PR #4211, opened 2021-09-20
feat: add tests for shouldRunVsCodeCli and bindAddrFromArgs

### LINKED ISSUE #4210: Add tests for shouldRunVsCodeCli and bindAddrFromArgs
These functions live in `src/node/cli.ts`:
- `shouldRunVsCodeCli`
- `bindAddrFromArgs`

jsjoeio:
This PR adds more tests for `src/node/cli.ts`. Specifically, these functions: `shouldRunVsCodeCli` and `bindAddrFromArgs`

Fixes #4210

TODOS
- [x] `shouldRunVsCodeCli`
- [x] `bindAddrFromArgs`
- [x] fix broken tests? (it seems one test is broken locally for me, probably a local issue)

### DIFF
--- a/src/node/cli.ts
+++ b/src/node/cli.ts
@@ -626,7 +626,20 @@ function bindAddrFromAllSources(...argsConfig: Args[]): Addr {
 }
 
 export const shouldRunVsCodeCli = (args: Args): boolean => {
-  return !!args["list-extensions"] || !!args["install-extension"] || !!args["uninstall-extension"]
+  // Create new interface with only these keys
+  // Pick<Args, "list-extensions" | "install-extension" | "uninstall-extension">
+  // Get the keys of new interface
+  // keyof ...
+  // Turn that into an array
+  // Array<...>
+  type ExtensionArgs = Array<keyof Pick<Args, "list-extensions" | "install-extension" | "uninstall-extension">>
+  const extensionRelatedArgs: ExtensionArgs = ["list-extensions", "install-extension", "uninstall-extension"]
+
+  const argKeys = Object.keys(args)
+
+  // If any of the extensionRelatedArgs are included in args
+  // then we don't want to run the vscode cli
+  return extensionRelatedArgs.some((arg) => argKeys.includes(arg))
 }
 
 /**
--- a/src/node/cli.ts
+++ b/src/node/cli.ts
@@ -594,7 +594,11 @@ interface Addr {
   port: number
 }
 
-function bindAddrFromArgs(addr: Addr, args: Args): Addr {
+/**
+ * This function creates the bind address
+ * using the CLI args.
+ */
+export function bindAddrFromArgs(addr: Addr, args: Args): Addr {
   addr = { ...addr }
   if (args["bind-addr"]) {
     addr = parseBindAddr(args["bind-addr"])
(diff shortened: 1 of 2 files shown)


jsjoeio:
I'm a bit dumbfounded. The tests pass in CI: https://github.com/cdr/code-server/pull/4211/checks?check_run_id=3657430012

But 1 test is not passing locally 🤔 It's the `should catch errors thrown when unlinking a socket` test.

```ts
 it("should catch errors thrown when unlinking a socket", async () => {
    const tmpDir2 = await tmpdir("unlink-socket-error")
    const tmpFile = path.join(tmpDir2, "unlink-socket-file")
    // await promises.writeFile(tmpFile, "")
    const socketPath = tmpFile
    const defaultArgs = await setDefaults({
      _: [],
      socket: socketPath,
    })

    const app = await createApp(defaultArgs)
    const server = app[2]

    expect(spy).toHaveBeenCalledTimes(1)
    expect(spy).toHaveBeenCalledWith(`ENOENT: no such file or directory, unlink '${socketPath}'`)

    server.close()
    // Ensure directory was removed
    rmdirSync(tmpDir2, { recursive: true })
  })
```

Basically, what's happening is:
- I pass in a path to a file that doesn't exist for `socket`
- It tries to `unlink` the file
- Then it should call the `spy` (which is our logger), to log the error

BUT it does all this but then gets to `server.listen` and instead throws and error saying "address already in use:

See below: 
```ts
      try {
        await fs.unlink(args.socket)
      } catch (error: any) {
        handleArgsSocketCatchError(error)
      }
      server.listen(args.socket, resolve
```

image

image

jsjoeio:
help @code-asher - any ideas?

src/node/cli.ts
```diff
@@ -594,7 +594,11 @@ interface Addr {
   port: number
 }
 
-function bindAddrFromArgs(addr: Addr, args: Args): Addr {
+/**
+ * This function creates the bind address
+ * using the CLI args.
+ */
+export function bindAddrFromArgs(addr: Addr, args: Args): Addr {
```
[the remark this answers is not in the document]
bryphe-coder: Cool!

src/node/cli.ts
```diff
@@ -626,7 +630,20 @@ function bindAddrFromAllSources(...argsConfig: Args[]): Addr {
...
 
 export const shouldRunVsCodeCli = (args: Args): boolean => {
-  return !!args["list-extensions"] || !!args["install-extension"] || !!args["uninstall-extension"]
+  // Create new interface with only these keys
+  // Pick<Args, "list-extensions" | "install-extension" | "uninstall-extension">
+  // Get the keys of new interface
+  // keyof ...
+  // Turn that into an array
+  // Array<...>
+  type ExtensionArgs = Array<keyof Pick<Args, "list-extensions" | "install-extension" | "uninstall-extension">>
```
bryphe-coder, line 639: I like the overall strategy to make this type-safe and get the benefit from the compiler! The only thing I find a bit awkward is that we have to reference the `"list-extensions" | "install-extensions" | "uninstall-extensions"` twice here.

I wonder if we could get most of the benefits, without having to define these multiple times, by doing:

```
type ArgumentKeys = Array<keyof Args>;
const extensionRelatedArgs: ArgumentKeys = ["list-extensions", "install-extension", "uninstall-extension"];
```

That way - the compiler will still flag an error if these get out-of-sync, but you only have to define them once here in `shouldRunVsCodeCli`

test/unit/node/cli.test.ts
```diff
@@ -463,3 +472,173 @@ describe("splitOnFirstEquals", () => {
...
+    const expected = {
+      host: "localhost",
+      port: 3000,
+    }
+
+    expect(actual).toStrictEqual(expected)
+  })
+
+  it("should use the args.port over process.env.PORT if both set", () => {
+    const [setValue, resetValue] = useEnv("PORT")
```
bryphe-coder, line 622: Nice set of tests 👍

bryphe-coder (approved):
Looks great to me - nice work @jsjoeio ! I like your approach to leveraging the TS type system as much as possible.

 Just had minor feedback about streamlining having to define the `"list-extensions" | "install-extension" | "uninstall-extension"`. Up to you if you want to incorporate that or not 👍

test/unit/node/cli.test.ts
jsjoeio: Thanks!

src/node/cli.ts
jsjoeio: Oh this is a huge improvement. Waaaaay better. Didn't think about that. Thanks for providing this suggestion! I'll incorporate this suggestion before merging! 🙌

vapurrmaid (commented):
✔️ Nice work!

- Try it:
The records above need to be retyped in full, exactly as given.

- Completed task:
PR #4211, opened 2021-09-20
feat: add tests for shouldRunVsCodeCli and bindAddrFromArgs

### LINKED ISSUE #4210: Add tests for shouldRunVsCodeCli and bindAddrFromArgs
These functions live in `src/node/cli.ts`:
- `shouldRunVsCodeCli`
- `bindAddrFromArgs`

jsjoeio:
This PR adds more tests for `src/node/cli.ts`. Specifically, these functions: `shouldRunVsCodeCli` and `bindAddrFromArgs`

Fixes #4210

TODOS
- [x] `shouldRunVsCodeCli`
- [x] `bindAddrFromArgs`
- [x] fix broken tests? (it seems one test is broken locally for me, probably a local issue)

### DIFF
--- a/src/node/cli.ts
+++ b/src/node/cli.ts
@@ -626,7 +626,20 @@ function bindAddrFromAllSources(...argsConfig: Args[]): Addr {
 }
 
 export const shouldRunVsCodeCli = (args: Args): boolean => {
-  return !!args["list-extensions"] || !!args["install-extension"] || !!args["uninstall-extension"]
+  // Create new interface with only these keys
+  // Pick<Args, "list-extensions" | "install-extension" | "uninstall-extension">
+  // Get the keys of new interface
+  // keyof ...
+  // Turn that into an array
+  // Array<...>
+  type ExtensionArgs = Array<keyof Pick<Args, "list-extensions" | "install-extension" | "uninstall-extension">>
+  const extensionRelatedArgs: ExtensionArgs = ["list-extensions", "install-extension", "uninstall-extension"]
+
+  const argKeys = Object.keys(args)
+
+  // If any of the extensionRelatedArgs are included in args
+  // then we don't want to run the vscode cli
+  return extensionRelatedArgs.some((arg) => argKeys.includes(arg))
 }
 
 /**
--- a/src/node/cli.ts
+++ b/src/node/cli.ts
@@ -594,7 +594,11 @@ interface Addr {
   port: number
 }
 
-function bindAddrFromArgs(addr: Addr, args: Args): Addr {
+/**
+ * This function creates the bind address
+ * using the CLI args.
+ */
+export function bindAddrFromArgs(addr: Addr, args: Args): Addr {
   addr = { ...addr }
   if (args["bind-addr"]) {
     addr = parseBindAddr(args["bind-addr"])
(diff shortened: 1 of 2 files shown)


jsjoeio:
I'm a bit dumbfounded. The tests pass in CI: https://github.com/cdr/code-server/pull/4211/checks?check_run_id=3657430012

But 1 test is not passing locally 🤔 It's the `should catch errors thrown when unlinking a socket` test.

```ts
 it("should catch errors thrown when unlinking a socket", async () => {
    const tmpDir2 = await tmpdir("unlink-socket-error")
    const tmpFile = path.join(tmpDir2, "unlink-socket-file")
    // await promises.writeFile(tmpFile, "")
    const socketPath = tmpFile
    const defaultArgs = await setDefaults({
      _: [],
      socket: socketPath,
    })

    const app = await createApp(defaultArgs)
    const server = app[2]

    expect(spy).toHaveBeenCalledTimes(1)
    expect(spy).toHaveBeenCalledWith(`ENOENT: no such file or directory, unlink '${socketPath}'`)

    server.close()
    // Ensure directory was removed
    rmdirSync(tmpDir2, { recursive: true })
  })
```

Basically, what's happening is:
- I pass in a path to a file that doesn't exist for `socket`
- It tries to `unlink` the file
- Then it should call the `spy` (which is our logger), to log the error

BUT it does all this but then gets to `server.listen` and instead throws and error saying "address already in use:

See below: 
```ts
      try {
        await fs.unlink(args.socket)
      } catch (error: any) {
        handleArgsSocketCatchError(error)
      }
      server.listen(args.socket, resolve
```

image

image

jsjoeio:
help @code-asher - any ideas?

src/node/cli.ts
```diff
@@ -594,7 +594,11 @@ interface Addr {
   port: number
 }
 
-function bindAddrFromArgs(addr: Addr, args: Args): Addr {
+/**
+ * This function creates the bind address
+ * using the CLI args.
+ */
+export function bindAddrFromArgs(addr: Addr, args: Args): Addr {
```
[the remark this answers is not in the document]
bryphe-coder: Cool!

src/node/cli.ts
```diff
@@ -626,7 +630,20 @@ function bindAddrFromAllSources(...argsConfig: Args[]): Addr {
...
 
 export const shouldRunVsCodeCli = (args: Args): boolean => {
-  return !!args["list-extensions"] || !!args["install-extension"] || !!args["uninstall-extension"]
+  // Create new interface with only these keys
+  // Pick<Args, "list-extensions" | "install-extension" | "uninstall-extension">
+  // Get the keys of new interface
+  // keyof ...
+  // Turn that into an array
+  // Array<...>
+  type ExtensionArgs = Array<keyof Pick<Args, "list-extensions" | "install-extension" | "uninstall-extension">>
```
bryphe-coder, line 639: I like the overall strategy to make this type-safe and get the benefit from the compiler! The only thing I find a bit awkward is that we have to reference the `"list-extensions" | "install-extensions" | "uninstall-extensions"` twice here.

I wonder if we could get most of the benefits, without having to define these multiple times, by doing:

```
type ArgumentKeys = Array<keyof Args>;
const extensionRelatedArgs: ArgumentKeys = ["list-extensions", "install-extension", "uninstall-extension"];
```

That way - the compiler will still flag an error if these get out-of-sync, but you only have to define them once here in `shouldRunVsCodeCli`

test/unit/node/cli.test.ts
```diff
@@ -463,3 +472,173 @@ describe("splitOnFirstEquals", () => {
...
+    const expected = {
+      host: "localhost",
+      port: 3000,
+    }
+
+    expect(actual).toStrictEqual(expected)
+  })
+
+  it("should use the args.port over process.env.PORT if both set", () => {
+    const [setValue, resetValue] = useEnv("PORT")
```
bryphe-coder, line 622: Nice set of tests 👍

bryphe-coder (approved):
Looks great to me - nice work @jsjoeio ! I like your approach to leveraging the TS type system as much as possible.

 Just had minor feedback about streamlining having to define the `"list-extensions" | "install-extension" | "uninstall-extension"`. Up to you if you want to incorporate that or not 👍

test/unit/node/cli.test.ts
jsjoeio: Thanks!

src/node/cli.ts
jsjoeio: Oh this is a huge improvement. Waaaaay better. Didn't think about that. Thanks for providing this suggestion! I'll incorporate this suggestion before merging! 🙌

vapurrmaid (commented):
✔️ Nice work!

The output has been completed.